═══ DATA SHOWN

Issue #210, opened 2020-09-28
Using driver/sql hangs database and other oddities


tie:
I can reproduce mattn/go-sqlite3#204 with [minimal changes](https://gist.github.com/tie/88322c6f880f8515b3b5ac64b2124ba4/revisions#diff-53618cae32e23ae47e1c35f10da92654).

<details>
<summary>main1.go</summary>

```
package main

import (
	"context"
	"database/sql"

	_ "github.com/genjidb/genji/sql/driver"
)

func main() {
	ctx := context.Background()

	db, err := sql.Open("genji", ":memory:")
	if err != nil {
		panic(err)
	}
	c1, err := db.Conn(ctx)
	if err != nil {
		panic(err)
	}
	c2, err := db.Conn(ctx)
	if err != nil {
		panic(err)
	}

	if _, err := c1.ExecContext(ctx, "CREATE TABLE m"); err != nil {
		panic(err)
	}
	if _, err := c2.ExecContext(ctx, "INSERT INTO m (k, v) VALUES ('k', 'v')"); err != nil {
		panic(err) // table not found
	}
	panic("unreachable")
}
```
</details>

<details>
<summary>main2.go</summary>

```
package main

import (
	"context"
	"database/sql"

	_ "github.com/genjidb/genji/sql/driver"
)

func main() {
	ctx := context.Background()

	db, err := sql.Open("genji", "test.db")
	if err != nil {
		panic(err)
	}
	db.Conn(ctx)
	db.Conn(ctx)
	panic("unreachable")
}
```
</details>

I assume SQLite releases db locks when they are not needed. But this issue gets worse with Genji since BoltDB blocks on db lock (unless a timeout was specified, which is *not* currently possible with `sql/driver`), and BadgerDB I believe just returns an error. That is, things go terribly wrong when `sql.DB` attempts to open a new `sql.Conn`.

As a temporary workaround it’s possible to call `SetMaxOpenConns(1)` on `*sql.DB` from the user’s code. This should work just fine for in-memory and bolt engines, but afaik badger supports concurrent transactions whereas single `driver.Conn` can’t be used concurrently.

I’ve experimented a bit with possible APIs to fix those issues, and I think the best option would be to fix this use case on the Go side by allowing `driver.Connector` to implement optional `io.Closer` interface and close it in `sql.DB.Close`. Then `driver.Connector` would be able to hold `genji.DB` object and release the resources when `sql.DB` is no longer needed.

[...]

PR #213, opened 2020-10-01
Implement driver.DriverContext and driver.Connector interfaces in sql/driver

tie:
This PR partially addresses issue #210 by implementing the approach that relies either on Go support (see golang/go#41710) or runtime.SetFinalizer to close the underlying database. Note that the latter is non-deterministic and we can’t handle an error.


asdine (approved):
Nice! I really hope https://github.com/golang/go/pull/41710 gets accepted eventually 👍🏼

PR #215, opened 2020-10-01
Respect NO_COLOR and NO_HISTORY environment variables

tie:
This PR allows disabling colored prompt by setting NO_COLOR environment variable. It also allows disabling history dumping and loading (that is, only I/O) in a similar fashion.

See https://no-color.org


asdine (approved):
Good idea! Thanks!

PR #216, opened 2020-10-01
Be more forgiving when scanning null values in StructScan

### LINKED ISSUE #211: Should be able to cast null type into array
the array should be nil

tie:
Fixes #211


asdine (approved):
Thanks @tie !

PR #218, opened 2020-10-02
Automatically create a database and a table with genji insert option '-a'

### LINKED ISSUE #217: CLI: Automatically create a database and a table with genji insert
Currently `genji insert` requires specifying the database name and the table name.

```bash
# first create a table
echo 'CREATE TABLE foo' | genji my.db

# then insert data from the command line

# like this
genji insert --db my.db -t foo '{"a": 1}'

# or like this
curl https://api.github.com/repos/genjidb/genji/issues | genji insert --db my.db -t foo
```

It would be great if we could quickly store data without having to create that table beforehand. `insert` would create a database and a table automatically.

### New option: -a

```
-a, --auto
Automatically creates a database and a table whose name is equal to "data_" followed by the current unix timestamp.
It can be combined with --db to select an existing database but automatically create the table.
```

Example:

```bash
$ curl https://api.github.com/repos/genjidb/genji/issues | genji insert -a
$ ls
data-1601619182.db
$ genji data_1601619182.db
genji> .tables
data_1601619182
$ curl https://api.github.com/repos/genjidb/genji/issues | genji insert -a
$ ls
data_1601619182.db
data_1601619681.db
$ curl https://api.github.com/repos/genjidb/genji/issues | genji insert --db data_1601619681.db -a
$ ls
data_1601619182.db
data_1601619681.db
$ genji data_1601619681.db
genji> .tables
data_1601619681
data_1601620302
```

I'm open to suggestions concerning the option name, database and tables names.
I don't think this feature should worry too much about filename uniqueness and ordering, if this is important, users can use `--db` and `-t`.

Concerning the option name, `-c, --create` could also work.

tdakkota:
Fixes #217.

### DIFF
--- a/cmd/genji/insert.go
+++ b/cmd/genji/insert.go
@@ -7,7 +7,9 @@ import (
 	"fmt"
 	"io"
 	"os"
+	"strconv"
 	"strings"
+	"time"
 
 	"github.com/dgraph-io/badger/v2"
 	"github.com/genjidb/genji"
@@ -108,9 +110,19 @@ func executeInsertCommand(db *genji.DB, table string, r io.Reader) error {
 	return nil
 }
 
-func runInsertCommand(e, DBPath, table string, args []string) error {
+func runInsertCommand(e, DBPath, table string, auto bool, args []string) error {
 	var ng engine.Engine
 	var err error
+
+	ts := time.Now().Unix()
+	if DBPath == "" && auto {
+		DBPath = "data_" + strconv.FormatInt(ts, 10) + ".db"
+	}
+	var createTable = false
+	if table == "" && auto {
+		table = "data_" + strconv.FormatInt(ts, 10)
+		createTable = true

══════

TASK —
From the material above, copy out every line bearing the string "environment".

ANSWER FOR THIS EXERCISE —
Respect NO_COLOR and NO_HISTORY environment variables
This PR allows disabling colored prompt by setting NO_COLOR environment variable. It also allows disabling history dumping and loading (that is, only I/O) in a similar fashion.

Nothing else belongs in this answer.